Lecture by D. Frolov on "Annotation of a Document Collection by Finding Thematic Fuzzy Clusters and Parsimoniously Lifting Them in a Domain Taxonomy"
On Wednesday, May 16 the all-Russian seminar "Mathematical methods of decision analysis in economics, finance and politics" was held. D. Frolov gave a lecture on "Annotation of a Document Collection by Finding Thematic Fuzzy Clusters and Parsimoniously Lifting Them in a Domain Taxonomy".
Authors: D. Frolov (FCS HSE Moscow), S. Nascimento (New University of Lisbon), T. Fenner (University of London), B. G. Mirkin (FCS HSE Moscow)

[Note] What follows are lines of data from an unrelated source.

PR #591, opened 2025-04-07
Extract resource creation & deletion metrics from terraform operations for each resource

sumanthreddy29:
1. Save terraform apply/destroy command logs to log file
2. Process the logs and extract resource creation/deletion time for each resource.
3. Push the results to storage account under system container.


modules/python/terraform/extract_terraform_operation_metadata.py
```diff
@@ -0,0 +1,87 @@
...
+import sys
+import os
+import datetime
+
+# Regex to extract: full module path and time
+PATTERN = re.compile(r"(module\.[^:]+): (?:Creation|Destruction) complete after (\d+m\d+s|\d+s)")
+
+def time_to_seconds(time_str):
+    try:
+        if 'm' in time_str:
```
alyssa1303, line 12: Can we check format for when creation or deletion took more than an hour (although unlikely but there can be stuck resources) so we can parse such case too?

modules/python/tests/test_extract_terraform_operation_metadata.py
```diff
@@ -0,0 +1,158 @@
...
+from unittest.mock import patch, mock_open
+
+from terraform.extract_terraform_operation_metadata import (
+  time_to_seconds,
+  parse_module_path,
+  process_terraform_logs,
+)
+
+class TestExtractTerraformOperationMetadata(unittest.TestCase):
+    def test_time_to_seconds_with_minutes_and_seconds(self):
```
alyssa1303, line 12: should add a case for when it takes a long time (>1 hour)

steps/collect-terraform-operation-metadata.yml
```diff
@@ -0,0 +1,29 @@
...
+    echo "##vso[task.setvariable variable=TERRAFORM_OPERATION_METADATA_FILE]$TEST_RESULTS_DIR/terraform_operation_metadata.json"
+  displayName: "Collect Terraform Operation Metadata"
+  condition: ne(variables['SKIP_RESOURCE_MANAGEMENT'], 'true')
+  workingDirectory: modules/python/terraform
+  env:
+    PYTHON_SCRIPT_FILE: $(Pipeline.Workspace)/s/modules/python/terraform/extract_terraform_operation_metadata.py
+
+- ${{ if eq(variables['Build.SourceBranchName'], 'main') }}:
+  - template: /steps/cloud/azure/upload-storage-account.yml
+    parameters:
```
alyssa1303, line 22: should also add the condition for when skip resource management is not equal to true. Otherwise, we won't have file to upload

steps/terraform/run-command.yml
```diff
@@ -91,3 +91,8 @@ steps:
       ARM_USE_MSI: true
       ARM_TENANT_ID: $(AZURE_MI_TENANT_ID)
       ARM_CLIENT_ID: $(AZURE_MI_CLIENT_ID)
+- ${{ if eq(parameters.command, 'destroy') }}:
```
alyssa1303, line 94: why do we need this step? Doesn't the above take into account destroy already?

modules/python/tests/test_extract_terraform_operation_metadata.py
sumanthreddy29: updated

steps/collect-terraform-operation-metadata.yml
sumanthreddy29: I added condition at the entry level in the run-command, so that all the steps below  them will skip

steps/terraform/run-command.yml
sumanthreddy29: We want to collect data after we run apply/destroy command, so that it doesn't run for each command.

alyssa1303 (approved):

Information retrieval currently heavily relies on expert judgement of the relevance of retrieved documents to the query. This paper attempts do without this manual component by shifting the emphasis to the issue of interpretation of the set of retrieved documents from the issue of their relevance. We propose a multistage approach including the following steps:
1. Domain taxonomy making.
2. Preparing table T of "taxonomy topic - document" relevance estimates.
3. Building fuzzy clusters of topics to correspond to the structure of the document collection.
4. Parsimoniously lifting of the thematic clusters to higher ranks of the taxonomy.
We apply this method to the analysis of about 18000 papers published in 17 Springer Computer Science journals 1998-2017, using a taxonomy of the data science domain, developed based on the Classification of Computer Sciences (2012) by ACM.